It’s all about performance

April 22nd, 2010

Database drivers are all about performance. They have a simple job to do and that is, to send and receive data from the application to the database server in the fastest possible way. Period. This is a fundamental requirement of database drivers, especially the ISAM to SQL kind where the product has to work with a new database without source level changes.

While the driver is the most important component in improving performance, there are some other elements to improving performance, rated (in my opinion)  in order of importance:

  1. The database driver
  2. The server hardware
  3. The database server setup
  4. The network

Database Drivers
All drivers are not created equal, (just like a Fiat and Ferrari are not equal.) A lot depends on how the product is engineered, how it handles data and how it interacts with the relational back end.

Over the years, when working on a new driver version, we have always put performace as our number one priority. Our development team’s goal is to squeeze out every last bit of performance possible. If we feel that re-engineering our code will give us that extra 10-15 percent, we will do it! For our v10 drivers for DataFlex, we pretty much re-engineered the entire source code to give us twice the performance of our v9 drivers.

We are already seeing the results of these re-engineering efforts.  A recent customer prospect doing a performance comparison between our Flex2SQL for SQL Server and the DAW CK for DataFlex reports Mertech’s driver outperforms DAW CK  by 3 to 5 times. In some cases, with larger tables, the performance difference was even higher. Clearly the driver plays a big part in performance.

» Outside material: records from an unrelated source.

PR #7039, opened 2025-05-26
fix(iota): use gas coin as payment, if only a single gas coin is available

### LINKED ISSUE #6951: CLI: Make sure that all name commands work with a single gas coin
Some commands didn't work in the past, if one had only a single gas coin, as coin was used to split the payment and then there was no coin available for the gas payment anymore. In such a case, the amount should be split from the gas coin instead, so the transaction still works.
Go though each command that does a transaction and try it while having only a single gas coin.

Thoralf-M:
# Description of change

Use gas coin as payment, if only a single gas coin is available.
Also improved the error message when fetching the price config fails (usually happens if the package id was not set correct)

Fixes https://github.com/iotaledger/iota/issues/6951

## Type of change

Running `cargo run --features=iota-names name register test.iota` with a single gas coin and also with multiple gas coins (another name in this case), both work now.

If the package id was not set correct for the network, previously the error was
`Some(NotExists { object_id: 0xc0671ed8571ed80dae4ca18124c13d5cec36463837e5fdcc11591e2dbb6ba1ff })`, now it's `couldn't fetch pricing config: Some(NotExists { object_id: 0xc0671ed8571ed80dae4ca18124c13d5cec36463837e5fdcc11591e2dbb6ba1ff })`
We could even add something like `make sure to have the env variables set for IOTA-Names` or similar in this case, but not sure about this here

### DIFF
--- a/crates/iota/src/name_commands.rs
+++ b/crates/iota/src/name_commands.rs
@@ -335,11 +335,11 @@ impl NameCommand {
                 let price = fetch_pricing_config(&iota_client).await?.get_price(label)?;
                 let domain_name = domain.to_string();
                 let coin =
-                    select_coin_for_payment(domain_name.as_str(), coin, price, context).await?;
+                    select_coin_arg_for_payment(domain_name.as_str(), coin, price, context).await?;
                 let mut args = vec![
                     "--move-call iota::tx_context::sender".to_string(),
                     "--assign sender".to_string(),
-                    format!("--split-coins @{coin} [{price}]"),
+                    format!("--split-coins {coin} [{price}]"),
                     "--assign coins".to_string(),
                     format!(
                         "--move-call {}::payment::init_registration @{} '{domain_name}'",
@@ -413,14 +413,14 @@ impl NameCommand {
                     * years as u64;
                 let domain_name = domain.to_string();
                 let coin =
-                    select_coin_for_payment(domain_name.as_str(), coin, price, context).await?;
+                    select_coin_arg_for_payment(domain_name.as_str(), coin, price, context).await?;
                 let nft_id = get_owned_nft_by_name::<IotaNamesRegistration>(&domain, context)
                     .await?
                     .id();
                 let mut args = vec![
                     "--move-call iota::tx_context::sender".to_string(),
                     "--assign sender".to_string(),
-                    format!("--split-coins @{coin} [{price}]"),
+                    format!("--split-coins {coin} [{price}]"),
                     "--assign coins".to_string(),
                     format!(
                         "--move-call {}::payment::init_renewal @{} @{nft_id} {years}",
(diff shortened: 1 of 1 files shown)


crates/iota/src/name_commands.rs
```diff
@@ -1992,29 +1994,30 @@ impl PricingConfig {
     }
 }
 
-async fn select_coin_for_payment(
+// Returns "@<coin id>" or "gas" to be used as coin payment argument in a PTB
```
thibault-martinez, line 1997: Does "gas" assume the variable has been set already?

Thoralf-M: Not sure what you mean, which variable?

thibault-martinez: Why are we returning "gas", what is this?

Thoralf-M: That's how one references the gas coin in a PTB, providing the actual gas coin would result in an error, as coins in arguments are separated from the actual gas coins
```
iota client ptb \
--split-coins gas "[1000000000]" \ # the gas here
--assign coin
```

thibault-martinez: Ah yeah I see, got confused, thanks

thibault-martinez (approved):

crates/iota/src/name_commands.rs
```diff
@@ -1992,29 +1994,30 @@ impl PricingConfig {
...
+async fn select_coin_arg_for_payment(
     domain_name: &str,
     coin: Option<ObjectID>,
     price: u64,
     context: &mut WalletContext,
-) -> anyhow::Result<ObjectID> {
+) -> anyhow::Result<String> {
     Ok(match coin {
-        Some(coin) => coin,
+        Some(coin) => format!("@{coin}"),
```
DaughterOfMars, line 2005: Not sure I'm a fan of the double format :c

Thoralf-M: You mean here and then for the PTB string? If we don't do the `@` addition here, we have to match on the result of this function and add it or not depending on the gas coin or an object id

DaughterOfMars: Oh, I see. It's using the `gas` var. Is that always available?

thibault-martinez: I had the exact same brainfart, yes is is

DaughterOfMars: okie dokie then

DaughterOfMars (approved):

thibault-martinez:
@Thoralf-M Maybe this deserved a release note btw?

Thoralf-M:
@thibault-martinez I didn't add it, because it's not actually in the released binary atm

thibault-martinez:
> @thibault-martinez I didn't add it, because it's not actually in the released binary atm

Fair enough but we've been adding IOTA-Names CLI notes anyway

Another area where the driver matters is in scalability. We recently deployed our Oracle driver at a customer site with 2500+ concurrent users! This customer had tried unsuccessfully to go live  with DB2 for over a year and finally gave up. It was not the DB2 server that couldn’t handle the load. It was the DB2 driver.

Server Hardware
When choosing a server hardware,  you need to make sure that you have adequate RAM and you have the fastest possible disk set up. The more RAM you have, the more data will be cached and served from memory. The biggest hardware bottleneck in client server computing  is disk access. Knowing what type of disk configuration will give you better result becomes very important. For example, knowing that RAID 1+0 will be 30-40%  faster than RAID 5 when writing to disk.  There is a huge repository of information on how to optimize a given database server. Include that in your planning process, especially if you are going to have  100+ users doing a lot of disk access.

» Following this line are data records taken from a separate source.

PR #7054, opened 2025-05-27
chore(iota-sdk): use re-exports in examples and doc comments

### LINKED ISSUE #7049: Crate imports in the Rust SDK examples and doc snippets depend on other crates
## Bug description

When using the example code as a basis for a new project I came across wrong crate imports.
Some examples are importing other crates directly like
 `use iota_json_rpc_types::IotaObjectDataOptions`
but this means my project would now depend on more crates that I need to import.

These symbols are already re-exported inside the sdk, so the correct import would be
 `use iota_sdk::rpc_types::{IotaObjectDataOptions};`

This occurs not only in the `examples/read_api` file but also in the in-line code doc snippets for the SDK.
Example:
```
    /// Get a parsed past object and version for the provided object ID.
    ///
    /// An object's version increases when the object is mutated, though it is
    /// not guaranteed that it increases always by 1. A past object can be used
    /// to understand how the object changed over time, i.e. what was the total
    /// balance at a specific version.
    ///
    /// # Examples
    ///
    /// ```rust,no_run
    /// use std::str::FromStr;
    ///
    /// use iota_json_rpc_types::IotaObjectDataOptions;
    /// use iota_sdk::IotaClientBuilder;
    /// use iota_types::base_types::{IotaAddress, ObjectID};
    ///
    /// #[tokio::main]
    /// async fn main() -> Result<(), anyhow::Error> {
    ///     let iota = IotaClientBuilder::default().build_localnet().await?;
    ///     let address = IotaAddress::from_str("0x0000....0000")?;
    ///     let owned_objects = iota
    ///         .read_api()
    ///         .get_owned_objects(address, None, None, None)
    ///         .await?;
    ///     // this code example assumes that there are previous owned objects
    ///     let object = owned_objects
    ///         .data
    ///         .get(0)
    ///         .expect(&format!("No owned objects for this address {}", address));
    ///     let object_data = object.data.as_ref().expect(&format!(
    ///         "No object data for this IotaObjectResponse {:?}",
    ///         object
    ///     ));
    ///     let object_id = object_data.object_id;
    ///     let version = object_data.version;
    ///     let past_object = iota
    ///         .read_api()
    ///         .try_get_parsed_past_object(
    ///             object_id,
    ///             version,
    ///             IotaObjectDataOptions {
    ///                 show_type: true,
    ///                 show_owner: true,
    ///                 show_previous_transaction: true,
    ///                 show_display: true,
    ///                 show_content: true,
    ///                 show_bcs: true,
    ///                 show_storage_rebate: true,
    ///             },
    ///         )
    ///         .await?;
    ///     Ok(())
    /// }
    /// ```
    pub async fn try_get_parsed_past_object(
        &self,
        object_id: ObjectID,
        version: SequenceNumber,
        options: IotaObjectDataOptions,
    ) -> IotaRpcResult<IotaPastObjectResponse> {
        Ok(self
            .api
            .http
            .try_get_past_object(object_id, version, Some(options))
            .await?)
    }
```

Here 2 other crates are imported, although all required symbols are re-exported in the `iota_sdk` crate

thibault-martinez:
Fixes https://github.com/iotaledger/iota/issues/7049
So that it doesn't force people to import more crates than necessary.

`iota_config` and `iota_keys` could maybe be made re-exports as well?

### DIFF
--- a/crates/iota-sdk/src/apis/read.rs
+++ b/crates/iota-sdk/src/apis/read.rs
@@ -58,8 +58,7 @@ impl ReadApi {
     /// ```rust,no_run
     /// use std::str::FromStr;
     ///
-    /// use iota_sdk::IotaClientBuilder;
-    /// use iota_types::base_types::IotaAddress;
+    /// use iota_sdk::{IotaClientBuilder, types::base_types::IotaAddress};
     ///
     /// #[tokio::main]
     /// async fn main() -> Result<(), anyhow::Error> {
@@ -100,8 +99,10 @@ impl ReadApi {
     /// ```rust,no_run
     /// use std::str::FromStr;
     ///
-    /// use iota_sdk::IotaClientBuilder;
-    /// use iota_types::base_types::{IotaAddress, ObjectID};
+    /// use iota_sdk::{
+    ///     IotaClientBuilder,
+    ///     types::base_types::{IotaAddress, ObjectID},
+    /// };
     ///
     /// #[tokio::main]
     /// async fn main() -> Result<(), anyhow::Error> {
@@ -182,9 +183,11 @@ impl ReadApi {
     /// ```rust,no_run
     /// use std::str::FromStr;
     ///
-    /// use iota_json_rpc_types::IotaObjectDataOptions;
-    /// use iota_sdk::IotaClientBuilder;
-    /// use iota_types::base_types::{IotaAddress, ObjectID};
+    /// use iota_sdk::{
+    ///     IotaClientBuilder,
+    ///     rpc_types::IotaObjectDataOptions,
+    ///     types::base_types::{IotaAddress, ObjectID},
+    /// };
     ///
     /// #[tokio::main]
     /// async fn main() -> Result<(), anyhow::Error> {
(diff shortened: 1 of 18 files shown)


crates/iota-sdk/src/apis/read.rs
```diff
@@ -247,9 +250,7 @@ impl ReadApi {
     /// ```rust,no_run
     /// use std::str::FromStr;
     ///
-    /// use iota_json_rpc_types::{IotaGetPastObjectRequest, IotaObjectDataOptions};
-    /// use iota_sdk::IotaClientBuilder;
-    /// use iota_types::base_types::{IotaAddress, ObjectID};
+    /// use iota_sdk::{types::base_types::{IotaAddress, ObjectID}IotaClientBuilder, rpc_types::{IotaGetPastObjectRequest, IotaObjectDataOptions}};
```
thibault-martinez: I know there is an issue here, just checking if the CI picks it up

thibault-martinez: It does

Thoralf-M (approved):

alexsporn (approved):
lgtm!
Regarding `iota_keys` and `iota_config` I am not even sure this should be part of the SDK tbh. This is functionality from the CLI. I don't think every project using the SDK should be touching the CLI config and keystore.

Database Server Configuration
Most database servers perform quite well out of the  box with minimal tuning requirements. However, if you will have a large number of users, say 100+ users with large amount of data, you will need to make sure that the server is set up to reduce disk contention and disk writes. One way of doing this to by using a smart SAN or by putting your transaction log, index tables and data tables on separate disk spindles. Allocating a large RAM for server process is always good and if you are in Windows, make sure your server has a higher process priority.

Network
The network used to be an issue when we had 10MB networks which was fairly common just a few years ago. This is largely not an issue any longer with faster 100MB and Gigabit switches. However, when running the application over WAN, VPN and even wi-fi network can become a big factor. There you deal with some other issues like network connection glitches and data traffic over a smaller pipeline. The new intelligent data fetching mechanism we implemented in our v10 driver for DataFlex significantly reduces network traffic and also handles network connection issues by automatically retrying when connection to database fails. This means the application doesn’t crash when connection to server is lost for any reason.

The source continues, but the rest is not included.